▸ What you are asked to do:
Beneath this line are the data; copy exactly the part of them that opens with the line containing "os version:rhel6" and closes with the line containing "16:35:56 2015 - INFO | processing", and only that part.

--- Data records Enclosed Below ---

Issue #1499, opened 2015-06-09
import distro 


shaishaw:
While running cobbler import it executing distro pre triggers multiple times but its creating one distro.

distribution details:
breed:redhat
os version:rhel6

Below is the import log details.

Tue Jun  9 16:35:51 2015 - INFO | processing boot_files for distro: cent-x86_64
Tue Jun  9 16:35:51 2015 - WARNING | skipping symlink, destination (/var/www/cobbler/links/cent-x86_64) exists
Tue Jun  9 16:35:51 2015 - INFO | Writing template files for cent-x86_64
Tue Jun  9 16:35:52 2015 - INFO | Writing template files for cent-x86_64
Tue Jun  9 16:35:53 2015 - INFO | processing boot_files for distro: cent-x86_64
Tue Jun  9 16:35:53 2015 - WARNING | skipping symlink, destination (/var/www/cobbler/links/cent-x86_64) exists
Tue Jun  9 16:35:53 2015 - INFO | Writing template files for cent-x86_64
Tue Jun  9 16:35:53 2015 - INFO | Writing template files for cent-x86_64
Tue Jun  9 16:35:55 2015 - INFO | processing boot_files for distro: cent-x86_64
Tue Jun  9 16:35:55 2015 - WARNING | skipping symlink, destination (/var/www/cobbler/links/cent-x86_64) exists
Tue Jun  9 16:35:55 2015 - INFO | Writing template files for cent-x86_64
Tue Jun  9 16:35:55 2015 - INFO | Writing template files for cent-x86_64
Tue Jun  9 16:35:56 2015 - INFO | processing boot_files for distro: cent-x86_64
Tue Jun  9 16:35:56 2015 - WARNING | skipping symlink, destination (/var/www/cobbler/links/cent-x86_64) exists
Tue Jun  9 16:35:56 2015 - INFO | Writing template files for cent-x86_64
Tue Jun  9 16:35:56 2015 - INFO | Writing template files for cent-x86_64
Tue Jun  9 16:40:46 2015 - DEBUG | get_items; ['distro']
Tue Jun  9 16:40:46 2015 - DEBUG | done with get_items; ['distro']

santosh0705:
Post trigger is also executing multiple times.

shaishaw:
Its executes distro post/pre triggers twice with the cobbler 2.2.3 and the same trigger executed 4 times with cobbler 2.6.3.

santosh0705:
+1 working
[...]

PR #1501, opened 2015-06-10
fix for #1499

shaishaw:
While importing the distribution it executes multiple times distro pre/post triggers.


jmaas:
Looks good. Thanks!

PR #1525, opened 2015-08-12
Use service instead of init.d so logrotate also works with systemd

kdaniels:
We discovered logrotate wasn't working on our EL7 boxes, this fixes that while preserving correct behavior on earlier OS versions.


jmaas:
Thanks! Merging, i will backport this to a release branch.

PR #1535, opened 2015-09-02
Use dnf instead of reposync/yumdownloader

opoplawski:
Starting to address ##1427 and starting with yum-utils components.


Ed-0x1b:
please check functionality with only proxy access to internet - thx

jmaas:
you can set the proxy in dnf.conf or in the per repo config file.
i'm merging this.

PR #1539, opened 2015-09-15
Change find_system_by_dns_name() to use the find API

jthiltges:
cobbler-ext-nodes uses find_system_by_dns_name(). This patch changes the function to use the find API, instead of iterating through the list of systems.

For a site with more nodes and frequent puppet runs, this may speed things up slightly and reduce cobblerd memory usage.

In my limited testing, it appears to work OK.


alanoe:
Looks good, +1.

PR #1079, opened 2020-07-12
Remove macro and replace with template

chrisrichardson:


python/dolfinx/wrappers/mesh.cpp
```diff
@@ -31,6 +31,48 @@ namespace py = pybind11;
...
+      .def_readwrite("name", &dolfinx::mesh::MeshTags<T>::name)
+      .def_property_readonly("dim", &dolfinx::mesh::MeshTags<T>::dim)
+      .def_property_readonly("mesh", &dolfinx::mesh::MeshTags<T>::mesh)
+      .def("ufl_id", &dolfinx::mesh::MeshTags<T>::id)
+      .def_property_readonly("values",
+                             [](dolfinx::mesh::MeshTags<T>& self) {
+                               return py::array_t<T>(self.values().size(),
+                                                     self.values().data(),
+                                                     py::none());
+                             })
```
garth-wells, line 59: This need an extra argument to tie the lifetime of the `MeshTags` object to the return array.

chrisrichardson: OK, I just copied the existing code. Will add reference_internal.

PR #1089, opened 2020-07-19
Add Numba parallel (threaded) assembly example

garth-wells:
- Add 'transpose' dofmap (maps global index to local cell contributions). Used the assemble/accumulate unassembled vectors in a thread-safe fashion.
- Add test that uses `numba.prange` to parallelise an assembly loop
- Some performance optimisations in the assemblers

### DIFF
--- a/cpp/dolfinx/fem/DofMap.cpp
+++ b/cpp/dolfinx/fem/DofMap.cpp
@@ -195,7 +195,7 @@ fem::transpose_dofmap(graph::AdjacencyList<std::int32_t>& dofmap)
       data[pos[dofs[i]]++] = cell_offsets[c] + i;
   }
 
-  Sort the source indices for each global index
+  // Sort the source indices for each global index
   for (int index = 0; index < max_index; ++index)
   {
     std::sort(data.begin() + index_offsets[index],
--- a/cpp/dolfinx/fem/DofMap.cpp
+++ b/cpp/dolfinx/fem/DofMap.cpp
@@ -165,7 +165,6 @@ fem::transpose_dofmap(graph::AdjacencyList<std::int32_t>& dofmap)
   const std::int32_t max_index = dofmap.array().maxCoeff();
   std::vector<int> dofs_per_cell(dofmap.num_nodes());
   std::vector<int> num_local_contributions(max_index + 1);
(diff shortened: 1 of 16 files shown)


cpp/dolfinx/fem/DofMap.cpp
```diff
@@ -157,6 +157,54 @@ fem::DofMap build_collapsed_dofmap(MPI_Comm comm, const DofMap& dofmap_view,
...
+
+  // Compute offset for each global index
+  std::vector<int> index_offsets(num_local_contributions.size() + 1, 0);
+  std::partial_sum(num_local_contributions.begin(),
+                   num_local_contributions.end(), index_offsets.begin() + 1);
+
+  // Compute offset for each cell block
+  std::vector<int> cell_offsets(dofs_per_cell.size() + 1, 0);
+  std::partial_sum(dofs_per_cell.begin(), dofs_per_cell.end(),
+                   cell_offsets.begin() + 1);
```
chrisrichardson, line 188: This can be simplified by calculating the cell offsets on the fly in the next loop, eliminating both `cell_offsets` and `dofs_per_cell`.

garth-wells: @chrisrichardson can you make the change in this branch?

cpp/dolfinx/fem/DofMap.cpp
```diff
@@ -157,6 +157,54 @@ fem::DofMap build_collapsed_dofmap(MPI_Comm comm, const DofMap& dofmap_view,
...
+  std::vector<std::int32_t> data(index_offsets.back());
+  std::vector<int> pos = index_offsets;
+  for (int c = 0; c < num_cells; ++c)
+  {
+    auto dofs = dofmap.links(c);
+    for (int i = 0; i < dofs.rows(); ++i)
+      data[pos[dofs[i]]++] = cell_offsets[c] + i;
+  }
+
+  // Sort the source indices for each global index
```
chrisrichardson, line 199: Is this needed? If so, maybe add a comment for the reason.

garth-wells: It should help with linear data access.

PR #1095, opened 2020-07-27
Remove singleton class (SubSystemsManager)

garth-wells:
This removes the rather ugly singleton for initialising and finalising MPI, PETSc, etc from C++. It makes the actions explicit and removes one of the problem areas for multi-threaded applications.

This change is consistent with the C++ interface being explicit. It does not affect the Python interface.

### DIFF
--- a/cpp/demo/hyperelasticity/main.cpp
+++ b/cpp/demo/hyperelasticity/main.cpp
@@ -113,12 +113,11 @@ int main(int argc, char* argv[])
     // .. code-block:: cpp
 
     // Create mesh and define function space
-    std::array pt{Eigen::Vector3d(0, 0, 0), Eigen::Vector3d(1, 1, 1)};
-
     auto cmap
         = fem::create_coordinate_map(create_coordinate_map_hyperelasticity);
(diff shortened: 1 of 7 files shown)


garth-wells:
We've had this for a long time - the default has been to initialise MPI with threads enabled.

chrisrichardson:
I'd say it's better just to use regular mpi_init, as this is confusing, since we don't use the features.

garth-wells:
We have tests that used threaded assembly (parallel Numba), although in this case `mpi4py` should do the initialisation.

chrisrichardson:
>  MPI_THREAD_MULTIPLE informs MPI that the application is multithreaded, that any thread may issue MPI calls and that different threads may issue MPI calls at the same time.

This is totally beyond anything we need. Even if using threading, we don't issue MPI calls within it. If using threads with no MPI calls, it doesn't need to know about it.

garth-wells:
@chrisrichardson that's not quite true. Using threads requires at least `MPI_THREAD_FUNNELED`.

PR #1096, opened 2020-07-29
pass PYTHON_EXECUTABLE as well as Python3_EXECUTALBE from setup.py to make

js947:
The pybind11 CMake module reads PYTHON_EXECUTABLE and the PETSc4py CMake module reads Python3_EXECUTABLE. We should specify both to avoid potential problems of having two different pythons in the same build.

### DIFF
--- a/python/setup.py
+++ b/python/setup.py
@@ -49,6 +49,7 @@ class CMakeBuild(build_ext):
     def build_extension(self, ext):
         extdir = os.path.abspath(os.path.dirname(self.get_ext_fullpath(ext.name)))
         cmake_args = ['-DCMAKE_LIBRARY_OUTPUT_DIRECTORY=' + extdir,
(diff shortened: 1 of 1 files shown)


jhale:
Could you add a comment? We'll never remember this in two years!

js947:
CMake will probably change everything in 2 years ;-) but I take your point, comment added.

garth-wells:
What is the recommend variable name - `PYTHON_EXECUTABLE` or `Python3_EXECUTABLE`? DOLFIN provides `FindMPI4PY.cmake` and `FindPETSc4py.cmake` so these we can easily change.

js947:
I think Python3_EXECUTABLE is the more normal one. It is what you get from FindPython3. 

PYTHON_EXECUTABLE is required by the pybind11 modules, which come with the pybind11 install. Specifically the FindPythonLibsNew.cmake file which looks like it might be a shim from quite some time ago.

PR #1097, opened 2020-07-30
add missing python dependencies scipy and pybind11

js947:
scipy is used in `python/dolfinx/fem/assemble.py` and pybind11 is used in lots of places to build the python interface. 

Inspired by the comment here https://github.com/spack/spack/pull/17743#discussion_r462688105

### DIFF
--- a/python/setup.py
+++ b/python/setup.py
@@ -17,6 +17,7 @@ RESTRICT_REQUIREMENTS = ">=2019.2.0.dev0,<2019.3"
 
 REQUIREMENTS = [
     "numpy",
+    "scipy",
     "mpi4py",
     "petsc4py",
     "fenics-ffcx",
--- a/python/setup.py
+++ b/python/setup.py
@@ -18,6 +18,7 @@ RESTRICT_REQUIREMENTS = ">=2019.2.0.dev0,<2019.3"
 REQUIREMENTS = [
     "numpy",
     "scipy",
+    "pybind11"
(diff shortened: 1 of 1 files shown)


python/setup.py
```diff
@@ -17,6 +17,8 @@
 
 REQUIREMENTS = [
     "numpy",
+    "scipy",
```
garth-wells, line 20: The SciPy dependency should be removed in DOLFIN - it's really just a bit of testing code. I can be a test dependency.

python/setup.py
```diff
@@ -17,6 +17,8 @@
...
+    "pybind11",
```
garth-wells, line 21: This is tricky - `pip install pybind11` isn't enough because it misses the `pybind11` CMake files.

python/setup.py
js947: I see the only one reference to scipy (outside of testing code) which is here https://github.com/FEniCS/dolfinx/blob/0c0fbc15367ae3ba1faddc867177bf38a8ef56e2/python/dolfinx/fem/assemble.py#L196

chrisrichardson: I think it is also in pybind implicitly (pybind understands scipy sparse <-> Eigen sparse translation).

garth-wells:
PR #1103 remove the scipy dependency.

pybind11 is tricky because we need the pybind11 CMake files, but the pip package does not provide these.

PR #1111, opened 2020-08-18
Fix github actions if syntax

jhale:


francesco-ballarin:
Apologies for messing it up in the latest PR.

I am puzzled, why is it that https://github.com/FEniCS/dolfinx/blob/cb8047cc68778a13113fd5f3467d49881637d92b/.github/workflows/ccpp.yml#L13 does not need the `${{ ... }}`? Is it because of the quotes?

jhale:
No, I made the same 'error', but it's not 100% clear to me why either the quotes `""` or brackets `${{ }}` are needed:

https://docs.github.com/en/actions/reference/context-and-expression-syntax-for-github-actions

jhale:
Infact, it's still not fixed: https://github.com/FEniCS/dolfinx/runs/997438705?check_suite_focus=true

PR #1115, opened 2020-08-21
Use package dir

chrisrichardson:
* Add package_dir to setup.py for dolfinx (similar to setup for ffcx)

This seems to help when installing to non-system paths (i.e. not to /usr/lib/python3.7/site-packages but another user location).
Otherwise, if setup.py generates an easy-install.pth file, it just gets ignored.

Perhaps this is not an issue when using `pip install`  - but with `setup.py` on our spack build it seems to be a problem.

### DIFF
--- a/python/setup.py
+++ b/python/setup.py
@@ -86,4 +86,5 @@ setup(name='fenics-dolfinx',
       ext_modules=[CMakeExtension('dolfinx.cpp')],
       cmdclass=dict(build_ext=CMakeBuild),
       install_requires=REQUIREMENTS,
+      package_dir={"dolfinx": "dolfinx"},
       zip_safe=False)


garth-wells:
I can't see why this is needed. Which version of Python are you using?

chrisrichardson:
3.8 - if there is a better solution, that's fine. Currently what happens is that it installs to a folder, adds a `.pth` file and sets the PYTHONPATH to that folder. If it is a "system" python folder, then the pth file is used, otherwise it is not, and hence the package is not found... unless a `site.py` file is also installed. Adding this line seems to force the creation of the `site.py` file.

garth-wells:
Can this be closed now that the spack install has been figured out?

PR #1124, opened 2020-09-09
Re-enable subset partitioning test in c ++

IgorBaratta:
Additionally, I'm working on the interface to parmetis and kahip and performance tests (subset partitioning and different partitioners in performance-test), that will come in future PR.


cpp/test/unit/mesh/cmap.ufl
```diff
@@ -0,0 +1,10 @@
+coord_element = VectorElement("Lagrange", triangle, 1)
+mesh = Mesh(coord_element)
+
+element = FiniteElement("Lagrange", triangle, 1)
+V = FunctionSpace(mesh, element)
+
+u = TrialFunction(V)
```
chrisrichardson, line 7: Do we need these lines?

IgorBaratta: Not really, but if I leave only the first two lines:
```
coord_element = VectorElement("Lagrange", triangle, 1)
mesh = Mesh(coord_element)
```
I get:
```
line 82, in main
    code_h, code_c = compiler.compile_ufl_objects(
.....
if isinstance(ufl_objects[0], ufl.form.Form):
IndexError: list index out of range
```
Would that be a ffcx issue?

michalhabera: Probably no-one generates a code just for cmap. If we'd like to allow this then some minor changes are needed in FFCx, register an issue.

IgorBaratta: Simple/palliative solution on the ffcx side:

https://github.com/FEniCS/ffcx/compare/igor/compile-meshes

garth-wells (approved):

PR #1126, opened 2020-09-09
Use namespaces instead of classes with only static members

IgorBaratta:
Some classes do not define a new data type/object and have only static member functions. I think that it's a better pattern to use namespaces for free/helper functions.

The idea of this PR is to discuss whether these changes are desirable, and if agreed, I can apply the same pattern where it is reasonable.


chrisrichardson:
I agree.

PR #1800, opened 2021-11-14
Pack coefficients only for the active entities for each kernel

jpdean:
This PR modifies `pack_coefficients` so that coefficients are packed separately for each kernel in a `Form` and only for the active entities of that kernel. This is in contrast to the implementation in main, where all coefficients in a `Form` are packed for every cell in the mesh.

With this PR, given a form `a`, calling `pack_coefficients(a)` from python returns a dictionary with keys `(integral_type, domain_id)`. The value for each key is an array of shape `(num_active_entities, cstride)` i.e. the coefficients for each active entity for that kernel.

There are a few advantages to this approach, the main being that it is a step towards supporting assembly of forms with coefficients that are defined on a submesh (see https://github.com/FEniCS/dolfinx/projects/9#card-67987072). Secondly, in some common use cases, significantly fewer coefficients need to be packed with this implementation, for instance, in the case of an exterior facet integral over the domain boundary or a cell integral over a small subset of cells. Thirdly, it is a step towards packing coefficients at quadrature points.

Unfortunately, there are some disadvantages to this approach too, where more data is stored compared to main. This would be the case, for instance, for forms containing coefficients that appear in both a cell integral over the whole domain and a facet integral, or in the case of interior facet integrals.

No modifications to FFCx have been made yet, meaning the generated kernels expect all coefficients in the form to be packed, even if they are not used in that particular kernel. The next step would be to modify this behavior so that only coefficients needed by the kernel are packed.

Any feedback would be very much appreciated!


cpp/dolfinx/fem/assemble_matrix_impl.h
```diff
@@ -72,8 +73,12 @@ void assemble_cells(
   std::vector<T> Ae(ndim0 * ndim1);
   const xtl::span<T> _Ae(Ae);
   std::vector<double> coordinate_dofs(3 * num_dofs_g);
-  for (std::int32_t c : cells)
+
+  // Iterate over active cells
+  for (std::size_t index = 0; index < cells.size(); ++index)
   {
+    auto c = cells[index];
```
chrisrichardson, line 80: Do we need auto here? Maybe std::int32_t is better.

cpp/dolfinx/fem/assemble_scalar_impl.h
```diff
@@ -41,8 +41,10 @@ T assemble_cells(const mesh::Geometry& geometry,
 
   // Iterate over all cells
   T value(0);
-  for (std::int32_t c : cells)
+  for (std::size_t index = 0; index < cells.size(); ++index)
   {
+    auto c = cells[index];
```
chrisrichardson, line 46: `std::int32_t`

cpp/dolfinx/fem/utils.h
```diff
@@ -437,53 +438,111 @@ fem::FunctionSpace create_functionspace(
...
+    std::int32_t offset, int space_dim,
+    const std::function<void(const xtl::span<T>&,
+                             const xtl::span<const std::uint32_t>&,
+                             std::int32_t, int)>& transformation)
 {
-  using T = typename U::scalar_type;
+  const int bs = dofmap.bs();
+  for (std::size_t index = 0; index < active_facets.size(); ++index)
+  {
+    auto cell = active_facets[index].first;
```
chrisrichardson, line 500: `std::int32_t`

cpp/dolfinx/fem/assemble_matrix_impl.h
```diff
@@ -33,8 +33,9 @@ void assemble_matrix(
     const std::function<int(std::int32_t, const std::int32_t*, std::int32_t,
                             const std::int32_t*, const T*)>& mat_set_values,
     const Form<T>& a, const xtl::span<const T>& constants,
-    const xtl::span<const T>& coeffs, int cstride, const std::vector<bool>& bc0,
-    const std::vector<bool>& bc1);
+    const std::map<std::pair<IntegralType, int>,
+                   std::pair<std::vector<T>, int>>& coefficients,
```
garth-wells, line 37: I think this will need to use a `span` rather than `std::vector` to avoid forcing the storage type (which would be problematic from Python).

jhale:
Tangential but perhaps related point: It would also be good to think about whether this implementation extends nicely to the use case of having memory-intensive coefficients, e.g. a tensor-valued coefficient on a high-order quadrature space on the entire domain. In that setting it would be advantageous to batch coefficient computation across a user-defined number of active cells prior to assembling the FE kernel contributions.

IgorBaratta:
> Tangential but perhaps related point: It would also be good to think about whether this implementation extends nicely to the use case of having memory-intensive coefficients, e.g. a tensor-valued coefficient on a high-order quadrature space on the entire domain. In that setting it would be advantageous to batch coefficient computation across a user-defined number of active cells prior to assembling the kernel contributions.

Good point. There are some trade-offs to think about.
I think this PR's approach is potentially beneficial for memory-intensive coefficients. Since we are packing only on active cells for a given domain, and domains do not overlap (currently), there is little redundancy.  This would not necessarily be true if we grouped kernels by the quadrature rule. 

Packing coefficients on quadrature points is a bit more complicated since it would involve analysing the form (grad(u) vs u). It's not clear to me if it's advantageous for CPUs (but it's definitely beneficial for GPUs).

michalhabera:
Just note there is no guarantee that domains do not overlap. You can have `dx(1)` marking entire mesh and `dx(2)` marking part of it. Then `...*dx(1) + ...*dx(2)` would do some extra packing in your case on the intersection.

Packing coefficients per integral sounds as good idea, but I would recommend to primarily focus on `enabled_coefficients` member of `ufc_integral`. It tells you which coefficients in the form are used in this integral kernel (I just do not remember if it uses original coefficient positions or position of coefficients after preprocessing). This leads even more speedup in forms `...*dx + ...*ds` since it avoids packing cell coefficients for boundary facets and vice versa.

I would also suggest to have a low-level interface `pack_coefficients(std::vector<int>& active_entities, std::vector<Function&> enabled_coefficients)` which is then used in high level interfaces as you've added. This is more in the dolfinx spirit, as you could use this low-level interface for your custom assemblers and kernels - which do not have any Form associated.

jpdean:
> Just note there is no guarantee that domains do not overlap. You can have `dx(1)` marking entire mesh and `dx(2)` marking part of it. Then `...*dx(1) + ...*dx(2)` would do some extra packing in your case on the intersection.
> 
> Packing coefficients per integral sounds as good idea, but I would recommend to primarily focus on `enabled_coefficients` member of `ufc_integral`. It tells you which coefficients in the form are used in this integral kernel (I just do not remember if it uses original coefficient positions or position of coefficients after preprocessing). This leads even more speedup in forms `...*dx + ...*ds` since it avoids packing cell coefficients for boundary facets and vice versa.
> 
> I would also suggest to have a low-level interface `pack_coefficients(std::vector<int>& active_entities, std::vector<Function&> enabled_coefficients)` which is then used in high level interfaces as you've added. This is more in the dolfinx spirit, as you could use this low-level interface for your custom assemblers and kernels - which do not have any Form associated.

Thanks for the feedback Michal. I hadn't thought about the case of overlapping domains; there are definitely some pros and cons to this approach of packing coefficients. I was planning on looking at `enabled_coefficients` as a next step (i.e. in another PR), as I didn't want this PR to get too large. I will also look into adding a lower level interface as you have suggested.

garth-wells (approved):

PR #1802, opened 2021-11-15
Use standard terminology for pull back/push forward

garth-wells:


mscroggs (approved):
I'm very happy with this change, as the old names were confusing me on Friday

PR #1803, opened 2021-11-15
Avoid dividing by zero in NewtonSolver

massimiliano-leoni:
At `NewtonSolver.cpp:31` there is a line that sometimes performs a division by zero. Although this shouldn't be a concern, it just happened to me that a Newton solver object was not working properly without this edit, in the sense that the convergence criterion was satisfied at the 0-th iteration.


massimiliano-leoni:
Never mind, I was completely mislead by a different bug. Closing.

PR #1807, opened 2021-11-16
Fix places where data is only used in assertions, causing -Wall -Werr -pedantic to fail in Release mode

jorgensd:


garth-wells:
I think we need to add a section to the CI to test for this.

garth-wells (approved):

PR #1815, opened 2021-11-18
Build Linux x86_64 binary wheels

jhale:


python/CMakeLists.txt
```diff
@@ -2,10 +2,10 @@ cmake_minimum_required(VERSION 3.16)
 
 PROJECT(dolfinx_pybind11)
 
-find_package(Python3 COMPONENTS Interpreter Development REQUIRED)
```
garth-wells, line 5: Is there a reason for undoing the earlier PR? It seems it followed the recommended practice at https://pybind11.readthedocs.io/en/stable/cmake/index.html#new-findpython-mode.

jhale: https://github.com/pybind/pybind11/pull/2689/files

Recently updated documentation re: development.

--- End of Enclosed Data records ---

▸ Exercise result:
os version:rhel6

Below is the import log details.

Tue Jun  9 16:35:51 2015 - INFO | processing boot_files for distro: cent-x86_64
Tue Jun  9 16:35:51 2015 - WARNING | skipping symlink, destination (/var/www/cobbler/links/cent-x86_64) exists
Tue Jun  9 16:35:51 2015 - INFO | Writing template files for cent-x86_64
Tue Jun  9 16:35:52 2015 - INFO | Writing template files for cent-x86_64
Tue Jun  9 16:35:53 2015 - INFO | processing boot_files for distro: cent-x86_64
Tue Jun  9 16:35:53 2015 - WARNING | skipping symlink, destination (/var/www/cobbler/links/cent-x86_64) exists
Tue Jun  9 16:35:53 2015 - INFO | Writing template files for cent-x86_64
Tue Jun  9 16:35:53 2015 - INFO | Writing template files for cent-x86_64
Tue Jun  9 16:35:55 2015 - INFO | processing boot_files for distro: cent-x86_64
Tue Jun  9 16:35:55 2015 - WARNING | skipping symlink, destination (/var/www/cobbler/links/cent-x86_64) exists
Tue Jun  9 16:35:55 2015 - INFO | Writing template files for cent-x86_64
Tue Jun  9 16:35:55 2015 - INFO | Writing template files for cent-x86_64
Tue Jun  9 16:35:56 2015 - INFO | processing boot_files for distro: cent-x86_64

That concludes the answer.